* [TASK TO CARRY OUT]: Scan the records for lines holding "rand". Say how many there are and give nothing else.

* [INPUT FOR THIS TASK]:
PR #716, opened 2024-05-17
extend CategoricalArrays

tiemvanderdeure:
Extend CategoricalArrays, so `categorical(x::DimArray)` returns a `DimArray` with categorical values, and common (documented) operations on categorical arrays work on such categorical DimArrays.

### DIFF
--- a/Project.toml
+++ b/Project.toml
@@ -95,4 +95,4 @@ Test = "8dfed614-e22c-5e08-85e1-65c5234f0b40"
 Unitful = "1986cc42-f94f-5a68-af5c-568840ba703d"
 
 [targets]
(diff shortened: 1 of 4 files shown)


rafaqz:
Thanks! Good to have

For my understanding is there a reason these things don't "just work" already? Does CategoricalArrays.jl not use `similar` or not accept `AbstractArray` ?

tiemvanderdeure:
They don't work already. `categorical` errors due to an ambiguous dispatch of `copyto!`, `cut` does not error but returns a `CategoricalArray` (without dimensions). All of the other methods dispatch on `CategoricalArray`.

rafaqz:
Ah right, they haven't written it to be extensible at all.

Issue #721, opened 2024-06-07
Would it be useful to have Not() as a selector?


alex-s-gardner:
Found myself wanting for a Not() selector today and was wondering if others would find it useful

rafaqz:
Ehhh... We do?

alex-s-gardner:
Of course there is :-)

So I was trying `Not("april")` instead of `Not(At("april")` I then searched `Not` in the documentation but searching such a common word doesn't return anything useful. I then looked at the dcoumition for Selectors:

 https://rafaqz.github.io/DimensionalData.jl/dev/api/lookuparrays#DimensionalData.Dimensions.Lookups.Selector

and couldn't find anything there either.

using help with DimensionalData doesn't show the  functionality for wrapping a Selector i.e. `Not(Selector("april"))` 
```
help?> Not()
  InvertedIndex(idx)
  Not(idx)

  Construct an inverted index, selecting all indices not in the passed idx.

  Upon indexing into an array, the InvertedIndex behaves like a 1-dimensional collection of the indices of the array that are not in idx.
  Bounds are checked to ensure that all indices in idx are within the bounds of the array — even though they are skipped. The InvertedIndex
  behaves like a 1-dimensional collection of its inverted indices. If idx spans multiple dimensions (like a multidimensional logical mask
  or CartesianIndex), then the inverted index will similarly span multiple dimensions.

  When indexing into a NamedTuple, the InvertedIndex can wrap either a Symbol, a vector of Symbols, or a tuple of Symbols and selects the
  fields of the NamedTuple that are not in idx.
```  

Looking again this morning I found Not() under Lookups:
https://rafaqz.github.io/DimensionalData.jl/dev/selectors#Lookups

rafaqz:
If you saw other places we could document `Not`, feel free to add them.

felixcremer:
Isnt this closed?

PR #726, opened 2024-06-11
Add 'Not` to list in selector.jl

alex-s-gardner:
Not sure if `Not` should be considered a `Selector` or a `Selector Modifier`

Addresses #721

### DIFF
--- a/src/Lookups/selector.jl
+++ b/src/Lookups/selector.jl
@@ -30,8 +30,10 @@ Selectors provided in DimensionalData are:
 - [`Near`](@ref)
 - [`Where`](@ref)
 - [`Contains`](@ref)
-- [`Not`](@ref)
 
+Note: Selectors can be modified using:
+- [`Not`](@ref)
+- [`..`](@ref)
 """
 abstract type Selector{T} end
 
--- a/src/Lookups/selector.jl
+++ b/src/Lookups/selector.jl
@@ -33,7 +33,11 @@ Selectors provided in DimensionalData are:
 
 Note: Selectors can be modified using:
 - [`Not`](@ref)
-- [`..`](@ref)
+And IntervalSets.jl `Interval` can be used instead of `Between`
+- `..`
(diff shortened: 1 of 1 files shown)


rafaqz:
Problem is the others are all `<:Selector` and Not is not!

Can we instead make a note that `..` and `Not` also exist and work like real Selectors?

alex-s-gardner:
> Problem is the others are all `<:Selector` and Not is not!
> 
> Can we instead make a note that `..` and `Not` also exist and work like real Selectors?

So `Not` and `..` are already listed as `Selectors` here: https://rafaqz.github.io/DimensionalData.jl/dev/selectors#Selectors

rafaqz:
Yes...they are selectors in the sense of selecting things. 

But what you are changing is the docstring the abstract supertype `Selector`.... and its _not_ the supertype of `Not` or `..`.

We can either just close this, or add the note, but we cant list them as being actually related to `Selector` in the programming sense, because they are not.

src/Lookups/selector.jl
```diff
@@ -31,6 +31,9 @@ Selectors provided in DimensionalData are:
 - [`Where`](@ref)
 - [`Contains`](@ref)
 
+Note: Selectors can be modified using:
+- [`Not`](@ref)
```
rafaqz, line 35:
```suggestion
- `Not`
```

rafaqz: Ref cant work accross packages...

src/Lookups/selector.jl
```diff
@@ -31,6 +31,9 @@ Selectors provided in DimensionalData are:
...
+- [`..`](@ref)
```
rafaqz, line 36:
```suggestion
And IntervalSets.jl `Interval` can be used instead of `Between`
- `..`
- `Interval`
- `OpenInterval`
- `ClosedInterval`
```

PR #730, opened 2024-06-14
Add tests and fix rand(MersenneTwister, dims)

felixcremer:
This is to add some tests and I fixed the rand with an RNG but without the type information.
I will continue adding to this this morning, but I wanted to already run it on CI.

### DIFF
--- a/test/utils.jl
+++ b/test/utils.jl
@@ -97,7 +97,6 @@ end
     @test reo_s == s
     @test dims(reo_s) == dims(s)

* [RESULT FOR THIS TASK]: 2